PR #3019, opened 2022-10-26
feat(project): enhance project segment with .NET

### LINKED ISSUE #1568: Enhance dotnet segment to support .Net framework

babieiev:
### Prerequisites

### Description

Enhance `project.go` by fetching current .NET project version.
■ ■ ■ ■ ■ ■ ■
PROBLEM DETAILS
Your answer should consist of the lines from the listing that hold the word "segment".

YOUR SOLUTION
feat(project): enhance project segment with .NET
### LINKED ISSUE #1568: Enhance dotnet segment to support .Net framework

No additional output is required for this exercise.